Размер шрифта
-
+

В ставке Гитлера. Воспоминания немецкого генерала. 1939-1945 - стр. 21

Кроме того, я прилагал немало усилий, чтобы поддерживать, насколько это было возможно, личный контакт со своим начальством. Первый рейс, который я совершил с этой целью примерно 10 сентября, был в Ильнау, в Верхнюю Силезию, куда поезд фюрера переехал из Померании. У меня опять-таки создалось впечатление лагеря, живущего в состоянии лихорадочной активности, абсолютно чуждой для нормальной жизни верховной ставки. Несмотря на успешные операции в Польше и продолжающееся затишье на западе, у человека, прибывшего в ставку, вскоре создавалось безошибочное впечатление, что находившимся там людям неспокойно. Особенно это проявлялось в энергичных усилиях, направленных на создание армейских резервов. Для этого Гитлер сначала потребовал увеличения людских ресурсов, мобилизацию которых поручили Гиммлеру и Далюге, и создал «полицейскую дивизию». Объяснение могло быть одно, выдвинутое официально: в полиции большой резерв хорошо подготовленного личного состава. Партийная и политическая подоплека этой меры обеспокоила, однако, даже Кейтеля; Йодль ухитрился уйти от необходимости занять определенную позицию в этом первом щекотливом деле такого рода. Но это ничего не меняло, и штабу Йодля с помощью отдела «Л» пришлось готовить необходимые приказы – факт, который в глазах армии еще теснее связал ОКВ с партией.

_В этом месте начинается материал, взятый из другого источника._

PR #6958, opened 2020-05-13
PAN-OS - fix ***panorama-get-applications***

bakatzir:
## Status
- [x] Ready

## Related Issues
fixes: https://github.com/demisto/etc/issues/24384

## Description
checked both on pan-os fw and panorama

## Screenshot
in the referenced issue

## Minimum version of Demisto
- [x] 3.0.0

   - [x] No - but I removed the key `Id` since pan-os. does not return data for it. kept it in the yml.

## Must have
- [x] Tests - yes. added to TPB.


Packs/PAN-OS/Integrations/Panorama/Panorama.py
```diff
@@ -3142,40 +3142,42 @@ def panorama_get_pcap_command():
...
 def panorama_list_applications():
     params = {
-        'type': 'op',
-        'command': '<show><objects></objects></show>',
+        'type': 'config',
+        'action': 'get',
+        'xpath': XPATH_OBJECTS + "application/entry",
         'key': API_KEY
     }
+    demisto.log(params['xpath'])
```
ronykoz, line 3167: let's remove this

bakatzir: I'm re reviewing this issue, will update today this as well and request review again.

Вторжение Красной армии на территорию Польши представило мне еще одно, даже более убедительное, доказательство того, что у нас изначально не было организованной ставки, способной действовать самостоятельно или давать указания другим. Примерно в полночь с 16 на 17 сентября мне в Берлин позвонил наш военный атташе в Москве генерал Кёстринг и сообщил о неминуемом вторжении русских частей в Восточную Польшу. Кёстринг, как он позднее признался, был явно не в курсе планов наверху; на другом конце телефонного провода я, начальник оперативного отдела ОКВ, счел его информацию невразумительной, так как понятия не имел ни о каких договоренностях по этому поводу или о возможности, что такое может произойти. Единственное, что мне оставалось, – так это заверить его, что сразу же передам его сообщение. Даже Кейтель и Йодль ничего об этом не знали. Один из них, впервые услышав о выдвижении русских, ответил шокирующим вопросом: «Кто против?» Ценные часы были затрачены на подготовку соответствующих приказов. Серьезные и кровопролитные столкновения между немецкими и русскими войсками становились теперь реальнее, поскольку они продвигались навстречу друг другу и их разделяли лишь остатки польской армии, а местами наши армии уже выдвинулись на 200 километров за демаркационную линию, о которой Риббентроп договорился с русскими, но не проинформировал об этом вермахт.

17 сентября во второй половине дня русский военный атташе в Берлине появился в сопровождении адмирала Канариса в отделе «Л» на Бендлерштрассе, чтобы получить от меня информацию относительно целей наступления и передвижений, осуществляемых германскими войсками в Польше. Это был полковник, одетый в коричневый военный китель, и он прослушал мою информацию с каменным лицом, не произнеся ни слова. Наша встреча имела важное продолжение. На следующее утро Йодль рассказал мне по телефону, что прошлой ночью Сталин сам позвонил из Москвы Риббентропу и сурово его упрекал за то, что, согласно сообщению русского военного атташе, немецкие войска намереваются занять нефтяное месторождение Дрогобыч в Южной Польше. Это, сказал он, нарушение демаркационной линии, установленной в секретном приложении к договору от 23 августа. Зная о нашей нехватке нефти, но не ведая об этом договоре, во время встречи с военным атташе я особо подчеркнул нашу заинтересованность в этой территории. Итак, я почувствовал, что стану первым жертвенным барашком, возложенным на алтарь столь сомнительной русско-германской дружбы. Но потом я узнал от Йодля, что, когда Риббентроп протестовал против военного вмешательства и нарушения его политических планов, Гитлер набросился на министерство иностранных дел и выгнал его со словами: «Когда во время войны дипломаты делают ошибки, их всегда ставят в вину солдатам». Дело было закрыто без всяких дальнейших последствий. Но, как зачастую случалось и позднее, никто не сделал из этого очевидного вывода о необходимости реального сотрудничества между министерством иностранных дел и высшим командованием, хотя оба подчинялись Гитлеру, а министр иностранных дел постоянно находился рядом. Риббентроп, Гиммлер и Ламмерс, начальник рейхсканцелярии, постоянно сопровождали Гитлера и считались частью ставки фюрера; у них был свой собственный поезд с кодовым названием «Генрих».